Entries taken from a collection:
___

PR #1020, opened 2017-10-30
Add GDPR Compliant PII/OII Filtering to Telemetry

### LINKED ISSUE #1019: GDPR PII/OII Filtering for Telemetry
The following data fields should not be reported in Telemetry without explicit enabling by the developer

|Property|`EventString`|Notes|
|---|---|---|
|Subject|   |Not tracked by telemetry|
|UPN|   |Not tracked by telemetry|
|Given Name|   |Not tracked by telemetry|
|Family Name|   |Not tracked by telemetry|
|Email|   |Not tracked by telemetry|
|OID|   |Not tracked by telemetry|
|Login Hint|`LOGIN_HINT`|   |
|Home OID|   |Not tracked by telemetry|
|Exception traces containing network responses|   |    |
|AT/RT/IdToken|`USER_ID`|   |
|Tenant Id|`TENANT_ID`|   |

iambmelt:
These changes close #1019 - modified `setProperty(String, String)` to omit telemetry fields declared as excluded by `TelemetryUtils#GDPR_FILTERED_FIELDS`.

A switch is also added to override this exclusion: `Telemetry#setAllowPii(boolean)`

### DIFF
--- a/adal/src/telemetry/java/com/microsoft/aad/adal/TelemetryUtils.java
+++ b/adal/src/telemetry/java/com/microsoft/aad/adal/TelemetryUtils.java
@@ -29,7 +29,10 @@ import java.util.HashSet;
 import java.util.Set;
 import java.util.regex.Matcher;
 import java.util.regex.Pattern;
-import static com.microsoft.aad.adal.EventStrings.*;
+
+import static com.microsoft.aad.adal.EventStrings.LOGIN_HINT;
+import static com.microsoft.aad.adal.EventStrings.TENANT_ID;
+import static com.microsoft.aad.adal.EventStrings.USER_ID;
 
 final class TelemetryUtils {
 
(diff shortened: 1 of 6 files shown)


adal/src/telemetry/java/com/microsoft/aad/adal/TelemetryUtils.java
```diff
@@ -24,16 +24,36 @@
 package com.microsoft.aad.adal;
 
 import java.io.Serializable;
+import java.util.Arrays;
+import java.util.HashSet;
+import java.util.Set;
 import java.util.regex.Matcher;
 import java.util.regex.Pattern;
+import static com.microsoft.aad.adal.EventStrings.*;
```
addev-ashish: i know you are trying to avoid doing EventStrings.LOGIN_HINT et al, which makes sense here, but we do not want to set precedence for importing .* in our code, can you either remove this and change the fields below or import specific fields

iambmelt: Resolved 👍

___

*What the task asks*
Your task is to restate, word for word, each line from the one that includes "addev-ashish: i know" to the end of the records, with both ends included and nothing else.

*Response*
addev-ashish: i know you are trying to avoid doing EventStrings.LOGIN_HINT et al, which makes sense here, but we do not want to set precedence for importing .* in our code, can you either remove this and change the fields below or import specific fields

iambmelt: Resolved 👍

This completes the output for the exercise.